Two-species Vlasov-Maxwell-Boltzmann system (in brief, VMB) describes the evolution of a gas of two species of oppositely charged particles (the positively charged ions, i.e. cations of charge $ q^+ > 0 $ and mass $ m^+>0 $, and the negatively charged ions, i.e. anions of charge $ -q^- <0 $ and mass $ m^->0 $), subject to auto-induced electromagnetic forces. Such a gas of charged particles, under a global neutrality condition, is called a plasma. The particle number densities $ F^+(t, x, v) \geq 0 $ and $ F^-(t, x, v) \geq 0 $ represent the distributions of cations, and anions at time $ t\geq 0 $, position $ x\in \mathbb{T}^3 $, with velocity $ v\in \mathbb{R}^3 $, respectively. Precisely, VMB system consists the following equations:

$ \begin{equation} \left\{ \begin{array}{l} \partial_t F^+ + v\cdot \nabla_x F^+ + \tfrac{q^+}{m^+}(E + v \times B)\cdot\nabla_v F^+ = \mathcal{B}(F^+, F^+) + \mathcal{B}(F^+, F^-)\, , \\ \partial_t F^- + v\cdot \nabla_x F^- - \tfrac{q^-}{m^-}(E + v \times B)\cdot\nabla_v F^- = \mathcal{B}(F^-, F^-) + \mathcal{B}(F^-, F^+)\, , \\ \mu_0\varepsilon_0\partial_t E - \nabla_x \times B = -\mu_0\int_{\mathbb{R}^3}(q^+F^+- q^- F^-)v\, \mathrm{d}v\, , \\ \partial_t B + \nabla_{\!x} \times E = 0\, , \\ \mathrm{div}_x E = \tfrac{1}{\varepsilon_0}\int_{\mathbb{R}^3}(q^+F^+- q^- F^-)\, \mathrm{d}v\, \quad\!\mbox{and}\quad\! \mathrm{div}_x B = 0\, . \end{array} \right. \end{equation} $

(1.1)

The evolutions of the densities $ F^\pm $ are governed by the Vlasov-Boltzmann equations, which are the first two lines in (1.1). They tell that the variations of the densities $ F^\pm $ along the trajectories of the particles are subject to the influence of a Lorentz force and inter-particel collisions in the gas. The Lorentz force acting on the gas is auto-induced. That is, the electric field $ E(t, x) $ and the magnetic field $ B(t, x) $ are generated by the motion of the particles in the plasma itself. Their motion is governed by the Maxwell's equations, which are the remaining equations in (1.1), namely Ampère equation, Faraday's equation and Gauss' laws respectively. In (1.1), the physical constants $ \mu_0, \varepsilon_0 >0 $ are, respectively, the vacuum permeability (or magnetic constant) and the vacuum permittivity (or electric constant). Note that their relation to the speed of light is the formula $ c = \frac{1}{\sqrt{\mu_0\varepsilon_0}} $. For the sake of mathematical convenience, we make the simplification that both kinds of particles have the same mass $ m^\pm = m>0 $ and charge $ q^\pm = q >0 $.

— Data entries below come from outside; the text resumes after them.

PR #1540, opened 2024-02-27
Fix building reproducible

gusnan:
The allegro-doc package doesn't build reproducible - these commits fix the "Last updated:" message on each html page by using the SOURCE_DATE_EPOCH build timestamp (more info here: https://reproducible-builds.org/docs/source-date-epoch/ ) and the other commit fix sorting example documents which are referenced alongside functions.

Original bug report in Debian here: https://bugs.debian.org/1064648 with links to more information regarding the problem.

https://reproducible-builds.org

### DIFF
--- a/docs/scripts/insert_timestamp.c
+++ b/docs/scripts/insert_timestamp.c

The Boltzmann collision operator, presented in the right-hand sides of the Vlasov-Boltzmann equations in (1.1), is the quadratic form, acting on the velocity variable, associated to the bilinear operator,

$ \begin{equation*} \mathcal{B}(F, H)(v) = \int_{\mathbb{R}^3} \int_{\mathbb{S}^2} ( F'H_*' - F H_* ) b(v-v_*, \cos \theta) \mathrm{d} \omega \mathrm{d} v_* \, , \end{equation*} $

where we have used the standard abbreviations

$ \begin{equation} \nonumber F = F(v)\, , \quad\! F' = F(v')\, , \quad\!H_* = H(v_*)\, , \quad\! H'_* = H(v'_*) \end{equation} $

with $ (v', v'_*) $ given by

$ \begin{equation*} v' = v - [ (v - v_*) \cdot \omega ] \omega \, , \quad\! v_*' = v_* + [(v-v_*) \cdot \omega] \omega \end{equation*} $

for $ \omega \in \mathbb{S}^2 $. In this paper, we will assume that the Boltzmann collision kernel is of the following hard sphere form

$ \begin{equation} b(v-v_*, \cos \theta) = |(v-v_*) \cdot \omega| = |v-v_*| | \cos \theta | \, . \end{equation} $

(1.2)

This hypothesis is satisfied for all physical model and is more convenient to work with but do not impede the generality of our results. Then the collisional frequency can be defined as

$ \begin{equation} \nu(v) = \int_{\mathbb{R}^3} | v - v_* | M(v_*) \mathrm{d} v_* \, . \end{equation} $

(1.3)

There have been extensive research on the well-posedness of the VMB. DiPerna-Lions developed a theory of global-in-time renormalized solutions with large initial data, in particular to the Boltzmann equation [3] and Vlasov-Maxwell equations [2]. But for VMB there are severe difficulties, among which the major one is that the a priori bounds coming from physical laws are not enough to prove the existence of global solutions, even in the renormalized sense. In a recent remarkable breakthrough [1], Arsènio and Saint-Raymond not only proved the existence of renormalized solutions of VMB, as mentioned above, more importantly, also justified various limits (depending on the scalings) towards incompressible viscous electro-magneto-hydrodynamics. Among these limits, the most singular one is from renormalized solutions of two-species VMB to dissipative solutions of the two-fluid incompressible Navier-Stokes-Fourier-Maxwell (in brief, NSFM) system with Ohm's law.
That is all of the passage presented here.